Michael Chan
Compaq
-----Original Message-----
From: Mellitz, Richard [mailto:[email protected]]
Sent: Wednesday, August 04, 1999 4:03 PM
To: '[email protected]'
Subject: [SI-LIST] : RE: RESULTS to Proposal: Rs
correlation/collaboration for W-Eleme nts
I think I've got to augment my table. Apparently XFX reports Rs in terms of
radians. If we multiply the Rs from XFX (with lambda = 1) times the
sqrt(2*pi) we get: Rs=1.314E-3 Ohms/(sqrt(Hz).meter) which is roughly the
same as every one else. The farthest one off of the group seems to be the
HSPICE field solver.
So this means if you used XFX to determine Rs for HSPICE,, you need to
multiply the Rs value (in the tlp file) by the sqrt(2*pi).
I still don't have a good answer for ground plane losses yet. I have someone
using yet another modeler to do both lossy and lossless ground plane. I'll
post a new table one I get some new data.
Richard Mellitz
Intel
-----Original Message-----
From: Mellitz, Richard
Sent: Wednesday, August 04, 1999 1:13 PM
To: '[email protected]'
Subject: RESULTS to Proposal: Rs
correlation/collaboration for W-Elements
Rs Tabulations so far (8/4/99):
______________________________
Equation: signal + ground
Rs= 1.806e-3 Ohms/(sqrt(Hz).meter)
Equation: signal alone
Rs= 1.455e-3 Ohms/(sqrt(Hz).meter)
R0= 4.454 Ohms/meter
SIMPEST (COMPAC)
Rs= 1.3555e-3 Ohms/(sqrt(Hz).meter)
RO= 4.519685 Ohms/meter
AP SIM
Rs= 1.245e-3 Ohms/(sqrt(Hz).meter)
R0= 5.346 Ohms/meter
Quad Design's XFX (universe =50 mils, Lambda =1, Integral
Mode)
Rs= 5.241E-4 Ohms/(sqrt(Hz).meter)
R0= 4.456 Ohms/meter
Quad Design's XFX (universe =50 mils, Lambda =6, Integral
Mode)
Rs= 1.284E-3 Ohms/(sqrt(Hz).meter)
R0= 4.456 Ohms/meter
HSPICE 98.4 field solver
RS= 7.26284e-04 Ohms/(sqrt(Hz).meter)
RO= 4.37069 Ohms/meter
It looks like SIMPEST, AP SIM, XFX lambda=6, and Rs equation
for the signal line are all close.
Questions to resolve for accurate W element usage.

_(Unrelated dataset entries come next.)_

PR #2753, opened 2025-04-17
#2712 - Implement 'mark message as unread' feature in the chatroom

### LINKED ISSUE #2712: Mark messages as unread menu item
### Problem

Similar to how Slack and other programs let you mark messages as unread, it would be nice if we had that feature too.

### Solution

Add a menu item to chatrooms that lets you mark a message as unread, and every message from that point on will be unread.

SebinSong:
closes #2712 

**[Video demo for the feature]**
As you can see, once 'mark unread' operation is processed, it is immediately reflected in the UI(eg. 'is-new' blue divider and also notification badge **if** there are any message where the user is mentioned). This state does not disappear until the user leaves and re-enters the chatroom. Hope it sounds good.

https://github.com/user-attachments/assets/7d785a4d-a344-4894-9e7d-71650de26632

Please let me know if we would love to change the icon to something else BTW:

### DIFF
--- a/frontend/controller/actions/identity-kv.js
+++ b/frontend/controller/actions/identity-kv.js
@@ -124,17 +124,20 @@ export default (sbp('sbp/selectors/register', {
     return sbp('okTurtles.eventQueue/queueEvent', KV_QUEUE, async () => {
       const getUpdatedUnreadMessages = async () => {
         const currentData = await sbp('gi.actions/identity/kv/fetchChatRoomUnreadMessages')
-        const existingMessageHash = currentData[contractID]?.readUntil?.messageHash
+        const existingReadUntil = currentData[contractID]?.readUntil
 
-        if (existingMessageHash !== messageHash) {
-          return {
-            ...currentData,
-            [contractID]: {
-              readUntil: { messageHash, createdHeight, isManuallyMarked: true },
-              unreadMessages
-            }
+        // If the requested mark-unread hash has already been set, ignore it.
+        if (existingReadUntil &&
+          existingReadUntil.isManuallyMarked &&
+          existingReadUntil?.messageHash === messageHash) { return null }
+
+        return {
+          ...currentData,
+          [contractID]: {
+            readUntil: { messageHash, createdHeight, isManuallyMarked: true },
+            unreadMessages
           }
-        } else { return null }
+        }
       }
 
       const data = await getUpdatedUnreadMessages()
--- a/frontend/controller/actions/identity-kv.js
+++ b/frontend/controller/actions/identity-kv.js
@@ -124,13 +124,17 @@ export default (sbp('sbp/selectors/register', {
     return sbp('okTurtles.eventQueue/queueEvent', KV_QUEUE, async () => {
       const getUpdatedUnreadMessages = async () => {
         const currentData = await sbp('gi.actions/identity/kv/fetchChatRoomUnreadMessages')
+        const existingMessageHash = currentData[contractID]?.readUntil?.messageHash
 
-        return {
-          ...currentData,
-          [contractID]: {
-            readUntil: { messageHash, createdHeight }, unreadMessages
+        if (existingMessageHash !== messageHash) {
+          return {
+            ...currentData,
+            [contractID]: {
+              readUntil: { messageHash, createdHeight },
+              unreadMessages
+            }
           }
-        }
+        } else { return null }
       }
 
       const data = await getUpdatedUnreadMessages()
--- a/frontend/controller/actions/identity-kv.js
+++ b/frontend/controller/actions/identity-kv.js
@@ -130,7 +130,7 @@ export default (sbp('sbp/selectors/register', {
           return {
             ...currentData,
             [contractID]: {
-              readUntil: { messageHash, createdHeight },
+              readUntil: { messageHash, createdHeight, isManuallyMarked: true },
               unreadMessages
             }
           }
@@ -173,7 +173,7 @@ export default (sbp('sbp/selectors/register', {
       const getUpdatedUnreadMessages = async () => {
         const currentData = await sbp('gi.actions/identity/kv/fetchChatRoomUnreadMessages')
 
-        const index = currentData[contractID]?.unreadMessages.findIndex(msg => msg.messageHash === messageHash)
+        const index = currentData[contractID]?.unreadMessages?.findIndex(msg => msg.messageHash === messageHash)
         // NOTE: index could be undefined if unreadMessages is not initialized
         if (Number.isInteger(index) && index >= 0) {
           currentData[contractID].unreadMessages.splice(index, 1)
--- a/frontend/controller/actions/identity-kv.js
+++ b/frontend/controller/actions/identity-kv.js
@@ -82,14 +82,17 @@ export default (sbp('sbp/selectors/register', {
       }
     })
   },
-  'gi.actions/identity/kv/setChatRoomReadUntil': ({ contractID, messageHash, createdHeight }: {
-    contractID: string, messageHash: string, createdHeight: number
+  'gi.actions/identity/kv/setChatRoomReadUntil': ({ contractID, messageHash, createdHeight, forceUpdate = false }: {
+    contractID: string,
+    messageHash: string,
+    createdHeight: number,
+    forceUpdate: boolean // In a rare case, the 'readUntil' value needs to be set to the msg with lower 'createdHeight'. (reference: https://github.com/okTurtles/group-income/issues/2729)
   }) => {
     return sbp('okTurtles.eventQueue/queueEvent', KV_QUEUE, async () => {
       const getUpdatedUnreadMessages = async () => {
         const currentData = await sbp('gi.actions/identity/kv/fetchChatRoomUnreadMessages')
 
-        if (currentData[contractID]?.readUntil.createdHeight < createdHeight) {
+        if (forceUpdate || currentData[contractID]?.readUntil.createdHeight < createdHeight) {
           const { unreadMessages } = currentData[contractID]
           return {
             ...currentData,
--- a/frontend/controller/actions/identity-kv.js
+++ b/frontend/controller/actions/identity-kv.js
@@ -86,8 +86,7 @@ export default (sbp('sbp/selectors/register', {
     contractID: string,
     messageHash: string,
     createdHeight: number,
-    // In some cases, such as when the latest message is deleted or the user uses the 'mark-unread' feature,
-    // the 'readUntil' value needs to be set to the msg with lower 'createdHeight'.
+    // In some cases, such as when the latest message is deleted, the 'readUntil' value needs to be set to the msg with lower 'createdHeight'.
     // 'forceUpdate' flag is used to override the 'createdHeight' check below to allow this kind of update.
     // (reference: https://github.com/okTurtles/group-income/issues/2729)
     forceUpdate: boolean
@@ -107,6 +106,30 @@ export default (sbp('sbp/selectors/register', {
           }
         }
         return null
+      }
+
+      const data = await getUpdatedUnreadMessages()
+      if (data) {
+        await sbp('gi.actions/identity/kv/saveChatRoomUnreadMessages', { data, onconflict: getUpdatedUnreadMessages })
+      }
+    })
+  },
+  'gi.actions/identity/kv/markAsUnread': ({ contractID, messageHash, createdHeight, unreadMessages }: {
+    contractID: string,
+    messageHash: string,
+    createdHeight: number,
+    unreadMessages: Array<{ messageHash: string, createdHeight: number }>
+  }) => {
+    return sbp('okTurtles.eventQueue/queueEvent', KV_QUEUE, async () => {
+      const getUpdatedUnreadMessages = async () => {
+        const currentData = await sbp('gi.actions/identity/kv/fetchChatRoomUnreadMessages')
+
+        return {
+          ...currentData,
+          [contractID]: {
+            readUntil: { messageHash, createdHeight }, unreadMessages
+          }
+        }
       }
 
       const data = await getUpdatedUnreadMessages()
--- a/frontend/controller/actions/identity-kv.js
+++ b/frontend/controller/actions/identity-kv.js
@@ -86,7 +86,7 @@ export default (sbp('sbp/selectors/register', {
     contractID: string,
     messageHash: string,
     createdHeight: number,
-    // In a rare case, such as when the latest message is deleted,
+    // In some cases, such as when the latest message is deleted or the user uses the 'mark-unread' feature,
     // the 'readUntil' value needs to be set to the msg with lower 'createdHeight'.
     // 'forceUpdate' flag is used to override the 'createdHeight' check below to allow this kind of update.
     // (reference: https://github.com/okTurtles/group-income/issues/2729)
--- a/frontend/controller/actions/identity-kv.js
+++ b/frontend/controller/actions/identity-kv.js
@@ -86,7 +86,11 @@ export default (sbp('sbp/selectors/register', {
     contractID: string,
     messageHash: string,
     createdHeight: number,
-    forceUpdate: boolean // In a rare case, the 'readUntil' value needs to be set to the msg with lower 'createdHeight'. (reference: https://github.com/okTurtles/group-income/issues/2729)
+    // In a rare case, such as when the latest message is deleted,
+    // the 'readUntil' value needs to be set to the msg with lower 'createdHeight'.
+    // 'forceUpdate' flag is used to override the 'createdHeight' check below to allow this kind of update.
+    // (reference: https://github.com/okTurtles/group-income/issues/2729)
+    forceUpdate: boolean
   }) => {
     return sbp('okTurtles.eventQueue/queueEvent', KV_QUEUE, async () => {
       const getUpdatedUnreadMessages = async () => {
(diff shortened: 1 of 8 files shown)


frontend/views/containers/chatroom/MessageActions.vue
```diff
@@ -133,6 +133,11 @@ export default ({
         action: 'openEmoticon',
         icon: 'smile-beam',
         conditionToShow: !this.isDesktopScreen
+      }, {
+        name: L('Mark unread'),
+        action: 'markAsUnread',
+        icon: 'envelope',
+        conditionToShow: !this.isMsgSender
```
SebinSong: `Mark unread` menu is only enabled on messages that are sent by other users(I believe it does not make much sense to unread messages that I _myself_ wrote/sent).

FYI, Slack does show this menu for messages sent by myself. But what it actually does in this case is, it finds an older message that is sent by other user and then mark that as unread. I feel this seems a bit unnecessary and more importantly, overcomplicates the logic. (feels reluctant because chatroom is already one of the most complicated area in the app IMO) Hope it sounds okay.

frontend/views/containers/chatroom/ChatMain.vue
```diff
@@ -995,6 +1005,64 @@ export default ({
...
       }
     },
+    async markAsUnread ({ messageHash, createdHeight }) {
+      const chatRoomID = this.ephemeral.renderingChatRoomId
+      if (!chatRoomID || !this.isJoinedChatRoom(chatRoomID)) { return }
+
+      // helper functions
+      const getUpdatedUnreadMessages = () => {
+        // This method filters the messages to store in 'unreadMessages' property (eg. messages that mentions me or contains '@all'),
+        // which are reflected as the unread-count badge in the UI.
```
SebinSong, line 1008: This method basically re-determines the messages to display as this numbered-badge UI when user uses 'mark-unread' feature (eg. messages that mentions `@my-username` or `@all`, messages sent in DM, Group proposal notifcation messages etc.):

frontend/views/containers/chatroom/MessageActions.vue
taoeffect: I actually use this feature quite frequently, so would very much appreciate being able to mark messages to myself as unread. 😄 

It gives me the ability to remind myself that I have a TODO or something that I need to do soon and not to forget about it.

frontend/controller/actions/identity-kv.js
```diff
@@ -115,6 +115,30 @@ export default (sbp('sbp/selectors/register', {
...
+        return {
+          ...currentData,
+          [contractID]: {
+            readUntil: { messageHash, createdHeight }, unreadMessages
+          }
+        }
+      }
+
+      const data = await getUpdatedUnreadMessages()
+      if (data) {
```
taoeffect, line 144: The way the other unread actions are written check for `if (data)` because `getUpdatedUnreadMessages` could actually return `null`, but the way this version of it is written, it will never return `null`. So either this `if` should be removed, or `null` should be returned in some special case of `getUpdatedUnreadMessages`.  I have not looked closely enough to decide which should be the case (so please investigate), just noticing this inconsistency.

frontend/views/containers/chatroom/ChatMain.vue
```diff
@@ -978,15 +979,24 @@ export default ({
...
+      messageHash,
+      createdHeight,
+      // 'forceUpdate' flag here is for the rare case where the 'readUntil' value needs to be set to the msg with lower 'createdHeight'.
+      // eg. when the latest message is deleted. (reference: https://github.com/okTurtles/group-income/issues/2729)
+      forceUpdate = false,
+      // 'Mark unread' feature allows user to set 'currentChatRoomReadUntil' to the message they want.
+      // So if user has used this functionality at least once, the chatroom should stop auto-updating the 'readUntil' data in the store (eg. while scrolling),
+      // So that the message that has been marked unread is kept until user leaves the chatroom and re-enter in the future.
+      // Hence, setting below flag to 'true' by default.
+      noUpdateWhenMarkUnreadIsUsed = true
```
taoeffect: I checked the codebase and this `noUpdateWhenMarkUnreadIsUsed` flag isn't used anywhere... so why have it?

frontend/views/containers/chatroom/ChatMain.vue
taoeffect: I see... if you want to have the badge number only reflect the number of @mentions in a chatroom, that's fine, but if a user marks a message in a chatroom as unread then we need to show *something*. I noticed that when none of the messages contain @mentions, then this PR does nothing, which isn't right.

On Slack, in the #random channel, if I mark a message as unread it makes the chatroom bold white in color. So we can either do that (and show the badge reflecting the number of @mentions), or alternatively, we can make it bold white and also count all messages in the counter (up to you). But either way it should do something.

taoeffect (changes requested):
Great work @SebinSong!

I've left a few comments. Also, below I've included feedback from `o4-mini` — **note:** I haven't reviewed this feedback, so it might contain irrelevant/incorrect feedback, especially since I gave it a lot of extra context to review (please check to see if there's anything useful though, and I'd be curious to hear your thoughts as to how it did):

## o4-mini

<details>
Here are a few spots I think could lead to bugs or be improved. I’ve quoted the exact lines and given replacement suggestions.

---

1) **Dangerous mutation / missing guard in removeChatRoomUnreadMessage**  
   
Current code (can throw if `unreadMessages` is `undefined`, and mutates `currentData` in place):  
```js
// frontend/controller/actions/identity-kv.js
...
const index = currentData[contractID]?.unreadMessages.findIndex(msg => msg.messageHash === messageHash)
// NOTE: index could be undefined if unreadMessages is not initialized
if (Number.isInteger(index) && index >= 0) {
  currentData[contractID].unreadMessages.splice(index, 1)
  return currentData
}
return null
...
```

**Problems**  
- If `currentData[contractID]` exists but `unreadMessages` is `undefined`, `.findIndex` throws.  
- Mutating `currentData` in place can lead to subtle bugs if some handler is holding the old reference.

**Suggested fix** – guard against missing array and do an immutable update (using shallow copies):  
```js
// frontend/controller/actions/identity-kv.js
...
const getUpdatedUnreadMessages = async () => {
  const currentData = await sbp('gi.actions/identity/kv/fetchChatRoomUnreadMessages')
  const chatData = currentData[contractID]
  const arr = Array.isArray(chatData?.unreadMessages)
    ? chatData.unreadMessages
    : []
  const idx = arr.findIndex(msg => msg.messageHash === messageHash)
  if (idx < 0) {
    return null
  }
  // build a new object rather than mutating
  return {
    ...currentData,
    [contractID]: {
      ...chatData,
      unreadMessages: [
        ...arr.slice(0, idx),
        ...arr.slice(idx + 1)
      ]
    }
  }
}
...
```

---

2) **Similarly, immutable update in addChatRoomUnreadMessage**  
   
Current (mutates `currentData` in place):  
```js
// frontend/controller/actions/identity-kv.js
if (currentData[contractID]?.readUntil.createdHeight < createdHeight) {
  const index = currentData[contractID].unreadMessages.findIndex(msg => msg.messageHash === messageHash)
  if (index === -1) {
    currentData[contractID].unreadMessages.push({ messageHash, createdHeight })
    return currentData
  }
}
```

**Suggested fix** – clone unreadMessages before pushing:  
```js
// frontend/controller/actions/identity-kv.js
if (currentData[contractID]?.readUntil.createdHeight < createdHeight) {
  const chatData = currentData[contractID]
  const arr = Array.isArray(chatData.unreadMessages)
    ? chatData.unreadMessages
    : []
  if (!arr.find(msg => msg.messageHash === messageHash)) {
    return {
      ...currentData,
      [contractID]: {
        ...chatData,
        unreadMessages: arr.concat({ messageHash, createdHeight })
      }
    }
  }
}
```

---

3) **Restrict “Mark unread” to relevant message types**  

Right now in `MessageActions.vue` you have:  
```js
{
  name: L('Mark unread'),
  action: 'markAsUnread',
  icon: 'envelope',
  conditionToShow: !this.isMsgSender
},
```

That will show “Mark unread” on _every_ non‑sender message (including, e.g., notifications). You probably only want it for chat messages (TEXT, INTERACTIVE, POLL). For example:  
```js
// frontend/views/containers/chatroom/MessageActions.vue
{
  name: L('Mark unread'),
  action: 'markAsUnread',
  icon: 'envelope',
  conditionToShow:
    !this.isMsgSender &&
    [MESSAGE_TYPES.TEXT, MESSAGE_TYPES.INTERACTIVE, MESSAGE_TYPES.POLL].includes(this.type)
},
```

---

4) **Close the menu after clicking “Mark unread”**  

In `MessageBase.vue` you bound the event:  
```pug
<message-actions
  …
  @markAsUnread='markAsUnread'
/>
```

But you never call your menu‑closing logic, so the actions menu stays open. You probably want something like:  
```js
// frontend/views/containers/chatroom/MessageBase.vue
methods: {
  …,
  markAsUnread () {
    this.chatMainUtils.markAsUnread({
      messageHash: this.messageHash,
      createdHeight: this.height
    })
    // close the menu (assuming you have a ref or a method)
    this.$refs.messageAction.closeMenu && this.$refs.messageAction.closeMenu()
  }
}
```

---

5) **Optional: clear the “manual mark” flag after post‑action**  

You set  
```js
this.ephemeral.messageHashToMarkUnread = targetMsg.hash
```
and never clear it (other than when switching rooms). That means _all_ future scrolls will silently skip auto‑updating read‑until. If you intended to resume auto‑scroll/updating once you’ve applied your post‑mark logic, you should clear it in your watcher:

```js
// in ChatMain.vue watcher:
watch: {
  currentChatRoomReadUntil (newRU) {
    if (newRU?.messageHash === this.ephemeral.messageHashToMarkUnread) {
      this.$nextTick(() => {
        this.markUnreadPostActions()
        // now allow auto‑updates again
        this.ephemeral.messageHashToMarkUnread = null
      })
    }
  }
}
```

Otherwise, add a comment to clarify that this is deliberate.

---

With these changes you’ll avoid silent crashes, accidental state mutations, confusing menu states, and overly‑broad display of “Mark unread.” Let me know if you need any further context!
</details>

frontend/views/containers/chatroom/MessageActions.vue
SebinSong: @taoeffect 
That requires to remove this logic from L971 - L977 below:

https://github.com/okTurtles/group-income/blob/51937576a77a67cf30711cad5006dbdb75e78c0e/frontend/views/containers/chatroom/ChatMain.vue#L960-L979

`setStartNewMessageIndex` method here is currently used to determine the initial scroll position using `currentChatRoomReadUntil` vallue and also display below `--- new ---` divider UI when needed.

image

Instead of simply going directly to the message stored in `currentChatRoomReadUntil`, currently it finds **a newer message that is sent by other user** and scroll to it. In order to implement your requirement, we need to change this behaviour. Should we be good to go ahead with it?

taoeffect: I'm not sure I fully understand the question or implications.... but feel free to go ahead and make it work. If you're saying it will break some other functionality though, please help me understand better what it will break.

SebinSong: @taoeffect 
I meant the behavior explained by below comment will be overriden. I'm not the author of this logic so don't know the full context of it either..

```
// NOTE: When the user switches channel before the message is not fully processed, 
//       (in other words, until this.variant(msg) === 'sent') 
//       the chatroomReadUntil position would not be saved correctly 
//       because the pending messages could not be saved in state. 
//       Considering those such cases, we shoud set 'isNew' position for the messages 
//       only whose sender is not ourselves. 
```

frontend/views/containers/chatroom/ChatMain.vue
SebinSong: >  if you want to have the badge number only reflect the number of @mentions in a chatroom, that's fine ...

FYI That is what the badge number shown means currently in the app (not a new behavior I created in this PR).

> I noticed that when none of the messages contain @mentions, then this PR does nothing, which isn't right.

Not true.. It currently does do something which is displaying/positioning this `--- New ---` UI element to the message marked unread:

image

I agree the chatroom title having bold-style text makes things more explicit though. So let me try making this change.

frontend/controller/actions/identity-kv.js
SebinSong: @taoeffect Right. In this case, we can add a logic to check if the existing message hash in `readUntil` property is the same as the one requested (eg. User trying to mark the same message as unread multiple times.) and then returning `null` if that's the case.

frontend/views/containers/chatroom/ChatMain.vue
SebinSong: Had an idea for this but it doesn't seem to be needed. will remove it.

frontend/views/containers/chatroom/ChatMain.vue
SebinSong: @taoeffect 
Made updates accordingly:



Green-box here is for the case when user has used `mark-unread` feature and there is no mentions (or proposal notification etc..) and below it is for the case where the unread messages does contain mentions.

---

BTW just FYI, `getUpdatedUnreadMessages` logic(determining the messages to display as the number badge) here were created based on the existing logics which are:

https://github.com/okTurtles/group-income/blob/51937576a77a67cf30711cad5006dbdb75e78c0e/frontend/controller/actions/chatroom.js#L28-L29

https://github.com/okTurtles/group-income/blob/51937576a77a67cf30711cad5006dbdb75e78c0e/frontend/controller/actions/chatroom.js#L46

https://github.com/okTurtles/group-income/blob/51937576a77a67cf30711cad5006dbdb75e78c0e/frontend/model/notifications/messageReceivePostEffect.js#L33-L39

frontend/views/containers/chatroom/ChatMain.vue
SebinSong: Removed it.

SebinSong:

I also did take a look at the `o4-mini` suggestion and adopted **1)** from it. Below are my assessment for its review.

1): OK.
2), 3): Unnecessary
4): Incorrect information
5): The behavior it thinks needs to be fixed is actually intentional.    

It does feel like another developer reviewing my work though (but without thorough investigation). So I feel the tool can be helpful.

taoeffect (changes requested):
Nice work @SebinSong, cool how the chatrooms are made bold now. 😎 👍 

I noticed though that I cannot mark DMs to myself as unread though, the menu doesn't appear:

Screenshot 2025-04-24 at 9 54 44 AM

frontend/controller/actions/identity-kv.js
```diff
@@ -115,6 +115,37 @@ export default (sbp('sbp/selectors/register', {
...
   },
+  'gi.actions/identity/kv/markAsUnread': ({ contractID, messageHash, createdHeight, unreadMessages }: {
+    contractID: string,
+    messageHash: string,
+    createdHeight: number,
+    unreadMessages: Array<{ messageHash: string, createdHeight: number }>
+  }) => {
+    return sbp('okTurtles.eventQueue/queueEvent', KV_QUEUE, async () => {
+      const getUpdatedUnreadMessages = async () => {
+        const currentData = await sbp('gi.actions/identity/kv/fetchChatRoomUnreadMessages')
```
corrideat, line 126: This is OK, but will need to be updated after #2742 is merged (the signature will be updated and the fetch will no longer be needed)

frontend/controller/actions/identity-kv.js
```diff
@@ -115,6 +115,37 @@ export default (sbp('sbp/selectors/register', {
...
+          ...currentData,
+          [contractID]: {
+            readUntil: { messageHash, createdHeight, isManuallyMarked: true },
+            unreadMessages
+          }
+        }
+      }
+
+      const data = await getUpdatedUnreadMessages()
+      if (data) {
```
corrideat, line 144: This here too might need to be updated.

frontend/controller/actions/identity-kv.js
```diff
@@ -115,6 +115,37 @@ export default (sbp('sbp/selectors/register', {
...
+      const getUpdatedUnreadMessages = async () => {
+        const currentData = await sbp('gi.actions/identity/kv/fetchChatRoomUnreadMessages')
+        const existingReadUntil = currentData[contractID]?.readUntil
+
+        // If the requested mark-unread hash has already been set, ignore it.
+        if (existingReadUntil &&
+          existingReadUntil.isManuallyMarked &&
+          existingReadUntil?.messageHash === messageHash) { return null }
+
+        return {
```
corrideat, line 134: And this return will need to be `[..., etag]`

corrideat (commented):
Added comments to the parts that'll conflict with https://github.com/okTurtles/group-income/pull/2742 and will need to be updated.

SebinSong:
@taoeffect 
It does display the `mark unread` menu in chatroom to myself:





Did you tested it with the latest commit?

frontend/controller/actions/identity-kv.js
SebinSong: @corrideat Thanks for a heads up. It seems that PR has not been merged yet. Will make these updates if that goes earlier than this PR.

taoeffect:
Oops, you're right @SebinSong! I must've been working off of old changes, my mistake, sorry about that!

taoeffect (approved):
Amazing work @SebinSong! Great job, just tested it and verified everything works great!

1) Should Rs include return plane skin effects? Michael Chan used a PEC
in SIMPEST and because it seems close to others, I might assume the other
did not include ground losses.
2) Why do I need to set lambda= 5 to 6 in Quad Designs XFX to get Rs
results that are similar to other modeling programs?
Richard Mellitz,
Intel
-----Original Message-----
From: Mellitz, Richard
[mailto:[email protected]]
Sent: Monday, August 02, 1999 10:51 AM
To: '[email protected]'
Subject: [SI-LIST] : Proposal: Rs
correlation/collaboration for W-Elements
<< File: Mathcad - ms_loss_eq.pdf >>
Apparently the W element model uses a
pseudo-propagation function with the following form.
P(f)= exp{-sqrt[
(G0+f*Gd+j*2*pi*f*C)*(R0+sqrt(f)(1+j)Rs+j*2*pi*f*L) ]*len }
(From HSPICE application note "Boosting
Accuracy of W Element for Transmission Lines with Nonzero Rs or Gd Values")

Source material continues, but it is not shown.